PR #115, opened 2019-10-17
Assignment 3

Fervidusletum:
See #154 for extra credit.

### DIFF
--- a/Inheritance/src/Inheritance/ActorExtension.cs
+++ b/Inheritance/src/Inheritance/ActorExtension.cs
@@ -1,0 +1,28 @@
+﻿using System;
+using System.Collections.Generic;
+using System.Text;
+
+namespace Inheritance
+{
+    public static class ActorExtension
+    {
+        public static string Speak(this Actor actor, string phrase)
+        {
+            switch(actor)
+            {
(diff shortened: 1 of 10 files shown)


Inheritance/src/Inheritance/ActorExtension.cs
```diff
@@ -0,0 +1,28 @@
...
+    {
+        public static string Speak(this Actor actor, string phrase)
+        {
+            switch(actor)
+            {
+                case null:
+                    throw new ArgumentNullException(nameof(actor));
+                case Raj raj when raj.WomenArePresent:
+                    return raj.Mumble();
+                case Raj raj when !raj.WomenArePresent:
```
mmwoodfo: I think that the `Speak` method is supposed to simply return a string, not have a switch statement that checks what actor is saying the phrase. I believe the switch statement to check if a woman is present is taken care of in the Raj class, since it is specific to Raj's character.

mmwoodfo: Oh, just kidding. I just finished the lecture so I guess this is correct. I was doing it another way.

PR #116, opened 2019-10-17
As3

ashermancinelli:


Inheritance/src/Inheritance/ActorExtensions.cs
```diff
@@ -0,0 +1,18 @@
+using System;
+
+namespace Inheritance
+{
+    public static class ActorMixins
+    {
+        public static string Speak(this Actor actor) =>
```
breaman: Nice implementation of this logic.

Inheritance/test/Inheritance.Tests/FoodTests.cs
```diff
@@ -0,0 +1,23 @@
...
+{
+    [TestClass]
+    public class FoodTests
+    {
+        [TestMethod]
+        public void FoodPrintInfo_CorrectlyFormatted()
+        {
+            string upc = "8675309",
+                   brand = "SomeBrand";
+            var food = new Food() {
```
breaman: Only thing I would have done differently here would be to have used Item instead of var as the "datatype" since using Item would have proven you were overriding the PrintInfo method correctly. Would also prevent someone from accidentally removing the inheritance which would break things at runtime.

PR #117, opened 2019-10-17
Assignment 3

pnotequalnp:
Not completed yet.

### DIFF
--- a/Inheritance/src/Inheritance/ActorExtensions.cs
+++ b/Inheritance/src/Inheritance/ActorExtensions.cs
@@ -1,0 +1,17 @@
+using System;
+
+namespace Inheritance
+{
+    public static class ActorExtensions
+    {
+        public static string Speak(this Actor actor, bool womenArePresent) => actor switch
+        {
+            Penny penny                  => penny.Greet(),
+            Sheldon sheldon              => sheldon.Fact(),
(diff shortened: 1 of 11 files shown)


pnotequalnp:
It is now finished.

pnotequalnp:
Merged work from a separate branch for part 2.

Inheritance/src/Inheritance/ActorExtensions.cs
```diff
@@ -0,0 +1,17 @@
+using System;
+
+namespace Inheritance
+{
+    public static class ActorExtensions
+    {
+        public static string Speak(this Actor actor, bool womenArePresent) => actor switch
```
breaman: should probably have put "womenArePresent" on the Raj class instead of here since it is really only specific to Raj himself.

Inheritance/src/Inheritance/Food.cs
```diff
@@ -6,7 +6,14 @@ namespace Inheritance
 {
     public class Food : Item
     {
-        public string Upc { get; set; }
-        public string Brand { get; set; }
+        public string? Upc { get; set; }
+        public string? Brand { get; set; }
+
+        public override string PrintInfo() => (Upc, Brand) switch
```
breaman: I like what you did here for null checks, slick.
··········
Each record above is to be given again without any change to its wording.

PR #115, opened 2019-10-17
Assignment 3

Fervidusletum:
See #154 for extra credit.

### DIFF
--- a/Inheritance/src/Inheritance/ActorExtension.cs
+++ b/Inheritance/src/Inheritance/ActorExtension.cs
@@ -1,0 +1,28 @@
+﻿using System;
+using System.Collections.Generic;
+using System.Text;
+
+namespace Inheritance
+{
+    public static class ActorExtension
+    {
+        public static string Speak(this Actor actor, string phrase)
+        {
+            switch(actor)
+            {
(diff shortened: 1 of 10 files shown)


Inheritance/src/Inheritance/ActorExtension.cs
```diff
@@ -0,0 +1,28 @@
...
+    {
+        public static string Speak(this Actor actor, string phrase)
+        {
+            switch(actor)
+            {
+                case null:
+                    throw new ArgumentNullException(nameof(actor));
+                case Raj raj when raj.WomenArePresent:
+                    return raj.Mumble();
+                case Raj raj when !raj.WomenArePresent:
```
mmwoodfo: I think that the `Speak` method is supposed to simply return a string, not have a switch statement that checks what actor is saying the phrase. I believe the switch statement to check if a woman is present is taken care of in the Raj class, since it is specific to Raj's character.

mmwoodfo: Oh, just kidding. I just finished the lecture so I guess this is correct. I was doing it another way.

PR #116, opened 2019-10-17
As3

ashermancinelli:


Inheritance/src/Inheritance/ActorExtensions.cs
```diff
@@ -0,0 +1,18 @@
+using System;
+
+namespace Inheritance
+{
+    public static class ActorMixins
+    {
+        public static string Speak(this Actor actor) =>
```
breaman: Nice implementation of this logic.

Inheritance/test/Inheritance.Tests/FoodTests.cs
```diff
@@ -0,0 +1,23 @@
...
+{
+    [TestClass]
+    public class FoodTests
+    {
+        [TestMethod]
+        public void FoodPrintInfo_CorrectlyFormatted()
+        {
+            string upc = "8675309",
+                   brand = "SomeBrand";
+            var food = new Food() {
```
breaman: Only thing I would have done differently here would be to have used Item instead of var as the "datatype" since using Item would have proven you were overriding the PrintInfo method correctly. Would also prevent someone from accidentally removing the inheritance which would break things at runtime.

PR #117, opened 2019-10-17
Assignment 3

pnotequalnp:
Not completed yet.

### DIFF
--- a/Inheritance/src/Inheritance/ActorExtensions.cs
+++ b/Inheritance/src/Inheritance/ActorExtensions.cs
@@ -1,0 +1,17 @@
+using System;
+
+namespace Inheritance
+{
+    public static class ActorExtensions
+    {
+        public static string Speak(this Actor actor, bool womenArePresent) => actor switch
+        {
+            Penny penny                  => penny.Greet(),
+            Sheldon sheldon              => sheldon.Fact(),
(diff shortened: 1 of 11 files shown)


pnotequalnp:
It is now finished.

pnotequalnp:
Merged work from a separate branch for part 2.

Inheritance/src/Inheritance/ActorExtensions.cs
```diff
@@ -0,0 +1,17 @@
+using System;
+
+namespace Inheritance
+{
+    public static class ActorExtensions
+    {
+        public static string Speak(this Actor actor, bool womenArePresent) => actor switch
```
breaman: should probably have put "womenArePresent" on the Raj class instead of here since it is really only specific to Raj himself.

Inheritance/src/Inheritance/Food.cs
```diff
@@ -6,7 +6,14 @@ namespace Inheritance
 {
     public class Food : Item
     {
-        public string Upc { get; set; }
-        public string Brand { get; set; }
+        public string? Upc { get; set; }
+        public string? Brand { get; set; }
+
+        public override string PrintInfo() => (Upc, Brand) switch
```
breaman: I like what you did here for null checks, slick.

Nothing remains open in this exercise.